PR #881, opened 2016-03-14
Allow the scales array to be refreshed

rmichaelis:
The goal of this PR is to allow to the list of scales to be refreshed.
The use case in our app is that the list of available scales is theme dependent. When a user switches the current theme, then the number of scales could vary.

My first thought was to listen on the maxzoom and minzoom property of the view and to limit the scales using these values. But none of both are observable. Therefore I've chosen this solution but I'm not sure, I've chosen the best way to achieve this. Could you please review and give advices.

### DIFF
--- a/src/directives/scaleselector.js
+++ b/src/directives/scaleselector.js
@@ -117,12 +117,12 @@ ngeo.ScaleselectorController = function($scope, $element, $attrs) {
    */
   this.zoomLevels;
 
-  $scope.$watchCollection(goog.bind(function() {
-    return this.scales;
-  }, this), goog.bind(function(newNames) {
+  $scope.$watch(function() {
+    return Object.keys(this.scales).length;
+  }.bind(this), function(newLength) {
     this.zoomLevels = Object.keys(this.scales).map(Number);
     this.zoomLevels.sort(ol.array.numberSafeCompareFunction);
-  }, this));
+  }.bind(this));
 
   var mapExpr = $attrs['ngeoScaleselectorMap'];
 
--- a/src/directives/scaleselector.js
+++ b/src/directives/scaleselector.js
@@ -111,14 +111,18 @@ ngeo.ScaleselectorController = function($scope, $element, $attrs) {
       ($scope.$eval(scalesExpr));
   goog.asserts.assert(this.scales !== undefined);
 
-  var zoomLevels = Object.keys(this.scales).map(Number);
-  zoomLevels.sort(ol.array.numberSafeCompareFunction);
-
   /**
    * @type {Array.<number>}
    * @export
    */
-  this.zoomLevels = zoomLevels;
+  this.zoomLevels;
+
+  $scope.$watchCollection(goog.bind(function() {
+    return this.scales;
+  }, this), goog.bind(function(newNames) {
+    this.zoomLevels = Object.keys(this.scales).map(Number);
+    this.zoomLevels.sort(ol.array.numberSafeCompareFunction);
+  }, this));
 
   var mapExpr = $attrs['ngeoScaleselectorMap'];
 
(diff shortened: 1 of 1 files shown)


rmichaelis:
Any news about this ?

src/directives/scaleselector.js
```diff
@@ -111,14 +111,18 @@ ngeo.ScaleselectorController = function($scope, $element, $attrs) {
...
-  zoomLevels.sort(ol.array.numberSafeCompareFunction);
-
   /**
    * @type {Array.<number>}
    * @export
    */
-  this.zoomLevels = zoomLevels;
+  this.zoomLevels;
+
+  $scope.$watchCollection(goog.bind(function() {
```
fgravin: how can `scales` can change ?
Does it change its reference, does it just add or remove item from the array ?

rmichaelis: I add/remove properties from the ``scale`` object

fgravin: Ok, so a slight improvement could be to watch the `Object.keys(this.scales).length` and use a simple `$watch`.
`$watchCollection` watch all properties of your object on all digest loops, can sometimes be avoided.

Could you check you have same result ?

src/directives/scaleselector.js
```diff
@@ -111,14 +111,18 @@ ngeo.ScaleselectorController = function($scope, $element, $attrs) {
...
+    return this.scales;
+  }, this), goog.bind(function(newNames) {
```
fgravin: `fn(){}.bind(this)` is preffered.

src/directives/scaleselector.js
rmichaelis: As long as I don't have the same array length with different keys, your propsal works fine. 
As I don't have such usecase, it looks good to me.
I push the new version.

rmichaelis:
Do you have any comments on the last commit ?

src/directives/scaleselector.js
```diff
@@ -117,12 +117,12 @@ ngeo.ScaleselectorController = function($scope, $element, $attrs) {
    */
   this.zoomLevels;
 
-  $scope.$watchCollection(goog.bind(function() {
-    return this.scales;
-  }, this), goog.bind(function(newNames) {
+  $scope.$watch(goog.bind(function() {
```
fgravin: remove `goog.bind`

rmichaelis:
Should be better now.

src/directives/scaleselector.js
```diff
@@ -243,6 +247,7 @@ ngeo.ScaleselectorController.prototype.handleResolutionChange_ = function(e) {
  */
 ngeo.ScaleselectorController.prototype.handleViewChange_ = function(e) {
   this.registerResolutionChangeListener_();
+  this.handleResolutionChange_(null);
```
fgravin: Why is this needed now and not before ?

rmichaelis: I think that was already needed before, but the problem was not detected.

As soon as the view has been changed, the current scale could be different.
When the view changes, the function ``registerResolutionChangeListener_`` is called and registers a listener on the  ``change:resolution`` event but the event is not fired and ``this.currentScale`` is not initialized with the new current scale belonging to the new view.

fgravin: Then is `registerResolutionChangeListener_` still usefull ? 
I don't really understand what it does, seems like it register/unregister on all view changes ..

rmichaelis: Yes it's still useful.
The ``change:view`` event is only fired when a new view is associated to the map. 
The ``change:view`` event is not fired when something into the view changes (i.e. center, resolution, ...)

Then when a new view is associated to the map, first we have to unregister the event ``change:resolution`` associated  to the old view object and then register a new listener on event ``change:resolution``  to the new view. 

Is it now more understandable ?

fgravin: Yes ok thanks

Looks good then

fgravin:
Thanks for the work @rmichaelis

━━━

Each entry is to be returned in full, character for character.

▸ Result for this task
PR #881, opened 2016-03-14
Allow the scales array to be refreshed

rmichaelis:
The goal of this PR is to allow to the list of scales to be refreshed.
The use case in our app is that the list of available scales is theme dependent. When a user switches the current theme, then the number of scales could vary.

My first thought was to listen on the maxzoom and minzoom property of the view and to limit the scales using these values. But none of both are observable. Therefore I've chosen this solution but I'm not sure, I've chosen the best way to achieve this. Could you please review and give advices.

### DIFF
--- a/src/directives/scaleselector.js
+++ b/src/directives/scaleselector.js
@@ -117,12 +117,12 @@ ngeo.ScaleselectorController = function($scope, $element, $attrs) {
    */
   this.zoomLevels;
 
-  $scope.$watchCollection(goog.bind(function() {
-    return this.scales;
-  }, this), goog.bind(function(newNames) {
+  $scope.$watch(function() {
+    return Object.keys(this.scales).length;
+  }.bind(this), function(newLength) {
     this.zoomLevels = Object.keys(this.scales).map(Number);
     this.zoomLevels.sort(ol.array.numberSafeCompareFunction);
-  }, this));
+  }.bind(this));
 
   var mapExpr = $attrs['ngeoScaleselectorMap'];
 
--- a/src/directives/scaleselector.js
+++ b/src/directives/scaleselector.js
@@ -111,14 +111,18 @@ ngeo.ScaleselectorController = function($scope, $element, $attrs) {
       ($scope.$eval(scalesExpr));
   goog.asserts.assert(this.scales !== undefined);
 
-  var zoomLevels = Object.keys(this.scales).map(Number);
-  zoomLevels.sort(ol.array.numberSafeCompareFunction);
-
   /**
    * @type {Array.<number>}
    * @export
    */
-  this.zoomLevels = zoomLevels;
+  this.zoomLevels;
+
+  $scope.$watchCollection(goog.bind(function() {
+    return this.scales;
+  }, this), goog.bind(function(newNames) {
+    this.zoomLevels = Object.keys(this.scales).map(Number);
+    this.zoomLevels.sort(ol.array.numberSafeCompareFunction);
+  }, this));
 
   var mapExpr = $attrs['ngeoScaleselectorMap'];
 
(diff shortened: 1 of 1 files shown)


rmichaelis:
Any news about this ?

src/directives/scaleselector.js
```diff
@@ -111,14 +111,18 @@ ngeo.ScaleselectorController = function($scope, $element, $attrs) {
...
-  zoomLevels.sort(ol.array.numberSafeCompareFunction);
-
   /**
    * @type {Array.<number>}
    * @export
    */
-  this.zoomLevels = zoomLevels;
+  this.zoomLevels;
+
+  $scope.$watchCollection(goog.bind(function() {
```
fgravin: how can `scales` can change ?
Does it change its reference, does it just add or remove item from the array ?

rmichaelis: I add/remove properties from the ``scale`` object

fgravin: Ok, so a slight improvement could be to watch the `Object.keys(this.scales).length` and use a simple `$watch`.
`$watchCollection` watch all properties of your object on all digest loops, can sometimes be avoided.

Could you check you have same result ?

src/directives/scaleselector.js
```diff
@@ -111,14 +111,18 @@ ngeo.ScaleselectorController = function($scope, $element, $attrs) {
...
+    return this.scales;
+  }, this), goog.bind(function(newNames) {
```
fgravin: `fn(){}.bind(this)` is preffered.

src/directives/scaleselector.js
rmichaelis: As long as I don't have the same array length with different keys, your propsal works fine. 
As I don't have such usecase, it looks good to me.
I push the new version.

rmichaelis:
Do you have any comments on the last commit ?

src/directives/scaleselector.js
```diff
@@ -117,12 +117,12 @@ ngeo.ScaleselectorController = function($scope, $element, $attrs) {
    */
   this.zoomLevels;
 
-  $scope.$watchCollection(goog.bind(function() {
-    return this.scales;
-  }, this), goog.bind(function(newNames) {
+  $scope.$watch(goog.bind(function() {
```
fgravin: remove `goog.bind`

rmichaelis:
Should be better now.

src/directives/scaleselector.js
```diff
@@ -243,6 +247,7 @@ ngeo.ScaleselectorController.prototype.handleResolutionChange_ = function(e) {
  */
 ngeo.ScaleselectorController.prototype.handleViewChange_ = function(e) {
   this.registerResolutionChangeListener_();
+  this.handleResolutionChange_(null);
```
fgravin: Why is this needed now and not before ?

rmichaelis: I think that was already needed before, but the problem was not detected.

As soon as the view has been changed, the current scale could be different.
When the view changes, the function ``registerResolutionChangeListener_`` is called and registers a listener on the  ``change:resolution`` event but the event is not fired and ``this.currentScale`` is not initialized with the new current scale belonging to the new view.

fgravin: Then is `registerResolutionChangeListener_` still usefull ? 
I don't really understand what it does, seems like it register/unregister on all view changes ..

rmichaelis: Yes it's still useful.
The ``change:view`` event is only fired when a new view is associated to the map. 
The ``change:view`` event is not fired when something into the view changes (i.e. center, resolution, ...)

Then when a new view is associated to the map, first we have to unregister the event ``change:resolution`` associated  to the old view object and then register a new listener on event ``change:resolution``  to the new view. 

Is it now more understandable ?

fgravin: Yes ok thanks

Looks good then

fgravin:
Thanks for the work @rmichaelis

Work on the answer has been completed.